-- Opening Marker --

PR #1003, opened 2023-08-10
Fix spurious content-assist popup on MacOS

ahmedneilhussain:
Ported https://github.com/eclipse-platform/eclipse.platform.text/pull/150 from old repository

Original summary:
I think this was introduced by https://github.com/eclipse-platform/eclipse.platform.text/commit/78fc9f6f6566323c691f1fee1eb14de2f27e7d34

Have observed with LSP4e-based editors in Eclipse 2022-12, but presumably would affect everything that uses the jface text editor and has a content assistant installed.

To reproduce (on MacOS):
1. E.g. open a Rust file (with Eclipse Corrosion plugin installed) or a javascript file using Wild Web Developer
2. Position the cursor on some whitespace on a non comment line
3. Having made sure the file is already saved, press cmd-S to 'save' again.

The content assistant popup will be shown. This also seems to occur if you press cmd-? where ? is any letter not bound to a command, or bound to a command that doesn't succeed and mark the event as consumed. E.g. cmd-C with no text highlighted will also provoke the popup.

I guess this isn't an issue on Windows/Linux because ctrl is used as the primary modifier key, and that gets encoded as part of the character code point and gets filtered out by `Character.isLetter(c) || Character.isDigit(c)` on L1242.

### DIFF
--- a/bundles/org.eclipse.jface.text/src/org/eclipse/jface/text/contentassist/ContentAssistant.java
+++ b/bundles/org.eclipse.jface.text/src/org/eclipse/jface/text/contentassist/ContentAssistant.java
@@ -340,7 +340,7 @@ public class ContentAssistant implements IContentAssistant, IContentAssistantExt
 			if (e.character == 0 && (e.keyCode & SWT.KEYCODE_BIT) == 0)
 				return;
 
-			if (e.character != 0 && (e.stateMask == SWT.ALT))
+			if (e.character != 0 && (e.stateMask == SWT.ALT || ((e.stateMask & SWT.COMMAND) != 0)))
 				return;
 
 			TriggerType triggerType= getAutoActivationTriggerType(e.character);


ahmedneilhussain:
Can confirm this is still a bug on MacOS in 2023-06.

BeckerWdf:
Thanks for porting the PR to this repo.

Can you address the comment in https://github.com/eclipse-platform/eclipse.platform.text/pull/150#issuecomment-1476077695 a well?

BeckerWdf:
What does this: 
image
mean?

Phillipus:
I notice the use of `SWT.COMMAND` in the patch. Will it work if, like I do, swap the Ctrl and Command keys in Mac's settings? Perhaps it should be `SWT.MOD1`?

ahmedneilhussain:
> I notice the use of `SWT.COMMAND` in the patch. Will it work if, like I do, swap the Ctrl and Command keys in Mac's settings? Perhaps it should be `SWT.MOD1`?

I tried this to check - if you remap the hotkeys in MacOS it only affects the physical button the user has to press to achieve a certain effect, once it makes it as far as Eclipse the keystroke that the OS informs us about is already the logical one.

So if you make control act as command and press control-S, the keystroke that comes up in eclipse is command-S : I verified this by turning on the key binding command debugging in preferences (shows the key and command in a transient overlay on the monitor)

ahmedneilhussain:
> Thanks for porting the PR to this repo.
> 
> Can you address the comment in [eclipse-platform/eclipse.platform.text#150 (comment)](https://github.com/eclipse-platform/eclipse.platform.text/pull/150#issuecomment-1476077695) a well?

Hi, I had a quick look. My PR definitely doesn't fix it, but I think this test failure is a different issue.

My PR is trying to fix a case where the content assistant gets activated when it shouldn't. The test failure concerns a test where the content assistant is **supposed** to get activated: however the popup then fails to be dismissed correctly on MacOS.

AFAICT the test drives the content assistant using programmatic commands to the editor, so operates fully downstream of the key->command event processing that this PR addresses.

BeckerWdf:
@ahmedneilhussain Can you rebase this change to the newest master commit?

ahmedneilhussain:
> @ahmedneilhussain Can you rebase this change to the newest master commit?

Hi, done.

I've also verified still a bug in 2023-09.

ahmedneilhussain:
Hi @BeckerWdf  @mickaelistria it looks like my PR has now been superseded by https://github.com/eclipse-platform/eclipse.platform.ui/pull/1556 ??

BeckerWdf:
> Hi @BeckerWdf @mickaelistria it looks like my PR has now been superseded by #1556 ??

Indeed. So i am closing this.

BeckerWdf:
> > Hi @BeckerWdf @mickaelistria it looks like my PR has now been superseded by #1556 ??
> 
> Indeed. So i am closing this. Anyway: Thanks for your effort.

PR #1004, opened 2023-08-11
Decorated Label provider in the ResourceDialog

gzsombor:
So for in the resource selection dialog, if there were git rebase conflicts in a file, they will show up differently


BeckerWdf:
Can you please provide e.g. screenshots of the before and after state?

gzsombor:
Sure, here is the original :

no-marker

Here, with the marker:
with-marker

It aint't much, but honest work :)

BeckerWdf:
@gzsombor: Thanks for your contribution.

-- Closing Marker --

- [What is expected]:
Scanning the data above, copy out every line where "verified" is found.

- [Completed task]:
So if you make control act as command and press control-S, the keystroke that comes up in eclipse is command-S : I verified this by turning on the key binding command debugging in preferences (shows the key and command in a transient overlay on the monitor)
I've also verified still a bug in 2023-09.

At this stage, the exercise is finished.